- Born: July 3, 1883
- Died: August 12, 1944 (aged 61)
- Education: Malvern College; Royal Military Academy, Woolwich;

= Henry Gale (British Army officer) =

British Army officer

Brigadier Henry John Gordon Gale DSO & Bar (3 July 1883 - 12 August 1944) was a British Army officer.

Gale was the son of a colonel in the Royal Engineers. He was educated at Malvern College and the Royal Military Academy, Woolwich and was commissioned second lieutenant in the Royal Garrison Artillery (later Royal Artillery) in December 1902. He was promoted lieutenant in December 1905. In 1908, he was posted to the Hong Kong-Singapore Battalion and between November 1912 and 1916, he served with the Indian Mountain Artillery in the North-West Frontier Province of India. He was promoted captain in 1914. From 1916 to 1918, he served on the Western Front, where he was promoted major in June 1917, was wounded twice, mentioned in dispatches twice, and was awarded the Distinguished Service Order (DSO) in June 1918.

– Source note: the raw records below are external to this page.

PR #547, opened 2024-03-19
rv64i: ma_addr can check mis-aligned or access exception

chihminchao:
For illegal mis-aligned memory access, the spec allows implementation to trigger mis-aligned fault or access fault. The origin case only check mis-aligned fault and the patch adds access-fault to the end of check.

### DIFF
--- a/isa/rv64mi/ma_addr.S
+++ b/isa/rv64mi/ma_addr.S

Gale then served in the Russian Civil War in 1919, for which he was awarded a bar to his DSO in January 1920. The citation reads:

Throughout the operations on the Kodish front between 28 and 30 August 1919, he showed great gallantry. He carried out the duties of F.O.O. [Forward Observation Officer], and, without any regard to his personal safety, remained near the enemy's wire, so as to be able to ensure the accuracy of the artillery fire.

In 1920 he returned to the North-West Frontier and the Indian Army Mountain Artillery, where he commanded a battery and then a brigade. He was promoted lieutenant-colonel in May 1932. In April 1936, he was promoted colonel and returned to England as Commander Royal Artillery (CRA) of the 43rd (Wessex) Division of the Territorial Army. He was promoted to the temporary rank of brigadier in November 1937 and retired in October 1939.

In 1940, he returned to the Army, but retired again in October 1942.

His great great nephew is the archaeologist and novelist David Gibbins.